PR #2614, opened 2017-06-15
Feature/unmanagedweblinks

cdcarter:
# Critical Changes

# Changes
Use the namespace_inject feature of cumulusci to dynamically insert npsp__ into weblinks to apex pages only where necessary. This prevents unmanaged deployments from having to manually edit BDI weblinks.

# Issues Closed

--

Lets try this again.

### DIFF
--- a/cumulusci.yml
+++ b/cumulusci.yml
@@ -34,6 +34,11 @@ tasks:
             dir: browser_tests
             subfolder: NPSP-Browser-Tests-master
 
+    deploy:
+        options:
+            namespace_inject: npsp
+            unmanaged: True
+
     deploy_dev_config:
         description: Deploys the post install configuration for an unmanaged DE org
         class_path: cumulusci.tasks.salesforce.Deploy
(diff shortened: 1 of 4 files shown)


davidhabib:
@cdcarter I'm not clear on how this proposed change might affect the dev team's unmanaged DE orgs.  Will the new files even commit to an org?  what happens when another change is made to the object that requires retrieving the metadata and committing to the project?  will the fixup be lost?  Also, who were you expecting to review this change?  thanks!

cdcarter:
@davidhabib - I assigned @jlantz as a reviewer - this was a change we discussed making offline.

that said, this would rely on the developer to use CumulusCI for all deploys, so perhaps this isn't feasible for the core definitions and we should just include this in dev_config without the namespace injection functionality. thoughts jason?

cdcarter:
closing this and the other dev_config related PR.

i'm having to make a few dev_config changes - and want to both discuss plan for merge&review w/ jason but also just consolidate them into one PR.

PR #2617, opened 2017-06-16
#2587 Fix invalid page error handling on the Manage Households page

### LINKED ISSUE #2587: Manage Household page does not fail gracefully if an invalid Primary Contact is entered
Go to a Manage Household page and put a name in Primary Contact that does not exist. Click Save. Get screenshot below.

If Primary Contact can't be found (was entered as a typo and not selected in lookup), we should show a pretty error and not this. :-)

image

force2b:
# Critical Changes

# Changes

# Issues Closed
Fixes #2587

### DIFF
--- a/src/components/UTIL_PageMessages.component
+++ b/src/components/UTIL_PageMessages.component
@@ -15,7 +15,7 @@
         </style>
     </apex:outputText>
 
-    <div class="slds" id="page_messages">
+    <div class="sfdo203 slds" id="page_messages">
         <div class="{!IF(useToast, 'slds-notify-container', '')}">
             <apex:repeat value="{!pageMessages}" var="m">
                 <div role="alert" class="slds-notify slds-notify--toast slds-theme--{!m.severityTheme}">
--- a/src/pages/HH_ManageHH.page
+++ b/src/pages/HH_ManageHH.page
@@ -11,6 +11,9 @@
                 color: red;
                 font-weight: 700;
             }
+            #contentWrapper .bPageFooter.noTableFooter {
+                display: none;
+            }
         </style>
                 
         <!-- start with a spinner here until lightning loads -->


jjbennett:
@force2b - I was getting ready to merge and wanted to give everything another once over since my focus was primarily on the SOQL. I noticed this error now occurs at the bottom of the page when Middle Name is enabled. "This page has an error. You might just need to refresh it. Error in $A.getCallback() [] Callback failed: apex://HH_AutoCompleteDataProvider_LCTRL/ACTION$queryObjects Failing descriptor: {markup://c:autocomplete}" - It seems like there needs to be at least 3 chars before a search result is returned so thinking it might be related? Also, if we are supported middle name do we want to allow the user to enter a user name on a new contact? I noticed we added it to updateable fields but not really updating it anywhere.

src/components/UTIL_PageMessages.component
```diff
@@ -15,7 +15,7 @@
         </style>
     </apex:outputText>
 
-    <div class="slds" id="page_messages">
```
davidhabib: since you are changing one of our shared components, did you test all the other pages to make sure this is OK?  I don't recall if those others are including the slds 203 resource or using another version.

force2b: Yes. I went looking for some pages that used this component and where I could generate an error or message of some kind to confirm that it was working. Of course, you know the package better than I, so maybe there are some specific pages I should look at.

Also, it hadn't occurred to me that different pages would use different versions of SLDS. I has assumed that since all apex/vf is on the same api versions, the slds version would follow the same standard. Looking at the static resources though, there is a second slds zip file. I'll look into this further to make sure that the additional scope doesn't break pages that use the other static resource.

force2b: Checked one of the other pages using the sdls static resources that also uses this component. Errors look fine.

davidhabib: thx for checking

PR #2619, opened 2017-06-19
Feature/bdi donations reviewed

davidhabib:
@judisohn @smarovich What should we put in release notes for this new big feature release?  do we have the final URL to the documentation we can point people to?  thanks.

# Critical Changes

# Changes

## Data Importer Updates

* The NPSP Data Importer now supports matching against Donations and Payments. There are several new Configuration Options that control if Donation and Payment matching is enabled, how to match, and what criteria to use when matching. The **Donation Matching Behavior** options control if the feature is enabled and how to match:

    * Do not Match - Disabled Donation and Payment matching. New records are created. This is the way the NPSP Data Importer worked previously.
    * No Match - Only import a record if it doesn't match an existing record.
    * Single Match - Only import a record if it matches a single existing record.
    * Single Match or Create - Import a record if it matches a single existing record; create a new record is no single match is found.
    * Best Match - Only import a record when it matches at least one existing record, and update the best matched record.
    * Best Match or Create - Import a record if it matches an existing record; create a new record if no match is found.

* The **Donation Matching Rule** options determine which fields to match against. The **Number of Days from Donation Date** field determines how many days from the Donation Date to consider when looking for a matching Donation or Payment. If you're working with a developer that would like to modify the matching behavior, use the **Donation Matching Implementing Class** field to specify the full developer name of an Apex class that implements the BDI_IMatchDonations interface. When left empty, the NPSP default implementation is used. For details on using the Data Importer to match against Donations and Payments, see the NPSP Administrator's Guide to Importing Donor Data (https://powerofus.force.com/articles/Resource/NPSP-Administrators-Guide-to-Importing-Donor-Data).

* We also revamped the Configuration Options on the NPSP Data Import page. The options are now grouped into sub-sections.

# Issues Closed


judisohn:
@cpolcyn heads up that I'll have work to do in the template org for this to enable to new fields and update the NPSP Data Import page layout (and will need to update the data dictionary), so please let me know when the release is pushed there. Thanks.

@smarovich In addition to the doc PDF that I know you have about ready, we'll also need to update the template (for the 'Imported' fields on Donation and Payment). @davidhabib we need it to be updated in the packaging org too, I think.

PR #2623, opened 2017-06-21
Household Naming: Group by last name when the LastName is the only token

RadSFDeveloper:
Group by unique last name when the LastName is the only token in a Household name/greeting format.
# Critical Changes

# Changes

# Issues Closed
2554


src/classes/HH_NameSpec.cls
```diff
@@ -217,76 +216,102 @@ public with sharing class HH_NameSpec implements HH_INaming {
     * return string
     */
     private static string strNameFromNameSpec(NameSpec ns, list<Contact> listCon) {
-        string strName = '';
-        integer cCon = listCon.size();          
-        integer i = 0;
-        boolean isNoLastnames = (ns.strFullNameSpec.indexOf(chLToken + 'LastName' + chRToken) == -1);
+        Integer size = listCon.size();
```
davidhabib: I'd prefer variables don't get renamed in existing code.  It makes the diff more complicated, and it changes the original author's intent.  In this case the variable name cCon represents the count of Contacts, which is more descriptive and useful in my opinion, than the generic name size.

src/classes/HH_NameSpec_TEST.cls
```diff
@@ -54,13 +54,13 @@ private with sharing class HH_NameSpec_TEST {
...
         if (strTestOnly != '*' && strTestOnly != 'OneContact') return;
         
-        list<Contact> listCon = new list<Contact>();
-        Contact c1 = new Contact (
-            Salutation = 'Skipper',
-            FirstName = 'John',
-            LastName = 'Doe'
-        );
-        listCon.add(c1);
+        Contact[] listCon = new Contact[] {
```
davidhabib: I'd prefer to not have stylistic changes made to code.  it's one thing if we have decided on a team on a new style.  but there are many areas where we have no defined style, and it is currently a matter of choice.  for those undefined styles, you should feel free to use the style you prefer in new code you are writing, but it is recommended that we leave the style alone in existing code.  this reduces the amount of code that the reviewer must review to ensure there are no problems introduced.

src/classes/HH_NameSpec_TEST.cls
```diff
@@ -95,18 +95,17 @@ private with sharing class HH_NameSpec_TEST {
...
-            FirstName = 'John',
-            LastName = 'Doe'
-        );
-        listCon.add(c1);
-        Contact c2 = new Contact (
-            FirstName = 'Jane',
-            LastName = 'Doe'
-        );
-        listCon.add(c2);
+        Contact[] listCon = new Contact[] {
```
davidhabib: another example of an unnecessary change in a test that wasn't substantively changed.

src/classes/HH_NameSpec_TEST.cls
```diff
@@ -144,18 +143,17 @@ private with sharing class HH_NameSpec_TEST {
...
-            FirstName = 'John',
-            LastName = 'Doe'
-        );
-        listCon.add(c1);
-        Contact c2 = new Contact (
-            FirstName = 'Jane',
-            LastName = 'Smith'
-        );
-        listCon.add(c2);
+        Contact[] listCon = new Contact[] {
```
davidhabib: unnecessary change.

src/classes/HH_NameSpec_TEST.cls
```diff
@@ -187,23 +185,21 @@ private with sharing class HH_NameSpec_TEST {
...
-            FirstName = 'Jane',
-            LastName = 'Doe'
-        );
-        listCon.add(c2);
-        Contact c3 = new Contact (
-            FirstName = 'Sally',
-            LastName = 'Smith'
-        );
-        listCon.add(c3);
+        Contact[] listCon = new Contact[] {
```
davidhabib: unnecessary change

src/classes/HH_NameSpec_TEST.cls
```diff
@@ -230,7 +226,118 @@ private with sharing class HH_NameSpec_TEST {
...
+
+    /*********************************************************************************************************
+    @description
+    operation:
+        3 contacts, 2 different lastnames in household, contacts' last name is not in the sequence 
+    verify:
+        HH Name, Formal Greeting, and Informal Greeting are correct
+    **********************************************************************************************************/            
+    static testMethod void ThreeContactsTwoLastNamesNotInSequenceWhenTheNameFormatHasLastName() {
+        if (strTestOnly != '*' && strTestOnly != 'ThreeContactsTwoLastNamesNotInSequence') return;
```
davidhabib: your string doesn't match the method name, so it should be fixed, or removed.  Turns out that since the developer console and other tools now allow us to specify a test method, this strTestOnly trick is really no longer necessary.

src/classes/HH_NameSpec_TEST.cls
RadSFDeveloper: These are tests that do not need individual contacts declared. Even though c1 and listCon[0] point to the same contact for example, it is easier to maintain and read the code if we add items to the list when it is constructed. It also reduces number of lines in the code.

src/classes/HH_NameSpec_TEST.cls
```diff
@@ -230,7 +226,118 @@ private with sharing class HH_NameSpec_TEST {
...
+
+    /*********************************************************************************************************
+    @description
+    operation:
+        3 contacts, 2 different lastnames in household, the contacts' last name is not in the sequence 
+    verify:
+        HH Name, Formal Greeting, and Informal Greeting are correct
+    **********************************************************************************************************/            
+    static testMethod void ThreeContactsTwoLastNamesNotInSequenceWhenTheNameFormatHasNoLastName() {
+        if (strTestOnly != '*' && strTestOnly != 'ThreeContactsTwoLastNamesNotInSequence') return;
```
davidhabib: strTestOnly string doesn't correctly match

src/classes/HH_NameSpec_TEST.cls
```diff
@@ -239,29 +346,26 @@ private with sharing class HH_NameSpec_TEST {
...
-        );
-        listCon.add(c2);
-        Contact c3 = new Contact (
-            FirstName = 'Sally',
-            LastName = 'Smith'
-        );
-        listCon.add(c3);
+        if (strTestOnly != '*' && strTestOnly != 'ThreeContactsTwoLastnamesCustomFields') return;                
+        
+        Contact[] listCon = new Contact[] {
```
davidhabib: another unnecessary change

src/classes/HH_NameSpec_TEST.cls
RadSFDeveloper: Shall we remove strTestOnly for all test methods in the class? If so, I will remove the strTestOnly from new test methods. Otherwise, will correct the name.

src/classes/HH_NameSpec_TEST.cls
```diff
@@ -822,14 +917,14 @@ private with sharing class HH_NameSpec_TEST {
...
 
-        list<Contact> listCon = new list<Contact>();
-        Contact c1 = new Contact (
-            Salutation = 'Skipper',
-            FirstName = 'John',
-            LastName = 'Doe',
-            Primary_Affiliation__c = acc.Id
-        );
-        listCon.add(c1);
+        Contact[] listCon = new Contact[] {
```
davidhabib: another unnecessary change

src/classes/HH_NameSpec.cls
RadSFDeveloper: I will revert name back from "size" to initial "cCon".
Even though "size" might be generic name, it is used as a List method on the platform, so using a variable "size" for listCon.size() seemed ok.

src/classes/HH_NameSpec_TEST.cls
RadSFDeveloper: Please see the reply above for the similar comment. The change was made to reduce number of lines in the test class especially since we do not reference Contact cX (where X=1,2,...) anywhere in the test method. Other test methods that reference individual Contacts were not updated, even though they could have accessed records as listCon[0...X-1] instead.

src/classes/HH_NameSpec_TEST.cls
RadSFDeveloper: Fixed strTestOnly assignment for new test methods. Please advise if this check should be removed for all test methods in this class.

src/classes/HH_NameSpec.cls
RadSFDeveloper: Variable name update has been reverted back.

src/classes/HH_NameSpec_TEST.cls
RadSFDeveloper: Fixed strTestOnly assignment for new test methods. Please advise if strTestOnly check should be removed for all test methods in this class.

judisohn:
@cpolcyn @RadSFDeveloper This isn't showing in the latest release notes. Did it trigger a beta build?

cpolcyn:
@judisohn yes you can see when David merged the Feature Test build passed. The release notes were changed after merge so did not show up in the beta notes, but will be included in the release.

○ ○ ○ ○ ○ ○ ○

▸ Problem statement:
Lines above that contain the string "Single" make up the answer.

▸ Answer for the task:
    * Single Match - Only import a record if it matches a single existing record.
    * Single Match or Create - Import a record if it matches a single existing record; create a new record is no single match is found.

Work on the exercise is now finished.